_Provided data_
>>

PR #688, opened 2019-08-22
Allow using briefs where the user is not active

lfdebrux:
We have been running out of closed briefs with responses, partly because we limit ourselves to briefs where the user is active; this restriction is not necessary however. This commit adds a method `ensure_user_can_log_in` that activates deactivated users, and we use this in the "log in as user with brief with brief responses" step.

### DIFF
--- a/features/step_definitions/brief_response_steps.rb
+++ b/features/step_definitions/brief_response_steps.rb
@@ -24,7 +24,8 @@ Given /^I am logged in as the buyer of a closed brief with responses$/ do
   puts "brief id: #{@brief['id']}"
   @lot_slug = @brief['lotSlug']
   @framework_slug = @brief['frameworkSlug']
-  @buyer_user = (@brief['users'].select { |u| u["active"] && !u["locked"] })[0]
+  @buyer_user = @brief['users'].sample
+  ensure_user_can_log_in @buyer_user
   puts "user id: #{@buyer_user['id']}"
   @buyer_user.update('password' => ENV["DM_BUYER_USER_PASSWORD"])
   steps "Given that buyer is logged in"
--- a/features/support/api_helpers.rb
+++ b/features/support/api_helpers.rb
@@ -84,6 +84,15 @@ def ensure_user_exists(user_details)
   get_user_by_email(user_details['emailAddress'])
 end
 
+def ensure_user_can_log_in(user)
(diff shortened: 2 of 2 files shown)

<<

_Activity_
Exact copies of all the records are required.

_Task output_
PR #688, opened 2019-08-22
Allow using briefs where the user is not active

lfdebrux:
We have been running out of closed briefs with responses, partly because we limit ourselves to briefs where the user is active; this restriction is not necessary however. This commit adds a method `ensure_user_can_log_in` that activates deactivated users, and we use this in the "log in as user with brief with brief responses" step.

### DIFF
--- a/features/step_definitions/brief_response_steps.rb
+++ b/features/step_definitions/brief_response_steps.rb
@@ -24,7 +24,8 @@ Given /^I am logged in as the buyer of a closed brief with responses$/ do
   puts "brief id: #{@brief['id']}"
   @lot_slug = @brief['lotSlug']
   @framework_slug = @brief['frameworkSlug']
-  @buyer_user = (@brief['users'].select { |u| u["active"] && !u["locked"] })[0]
+  @buyer_user = @brief['users'].sample
+  ensure_user_can_log_in @buyer_user
   puts "user id: #{@buyer_user['id']}"
   @buyer_user.update('password' => ENV["DM_BUYER_USER_PASSWORD"])
   steps "Given that buyer is logged in"
--- a/features/support/api_helpers.rb
+++ b/features/support/api_helpers.rb
@@ -84,6 +84,15 @@ def ensure_user_exists(user_details)
   get_user_by_email(user_details['emailAddress'])
 end
 
+def ensure_user_can_log_in(user)
(diff shortened: 2 of 2 files shown)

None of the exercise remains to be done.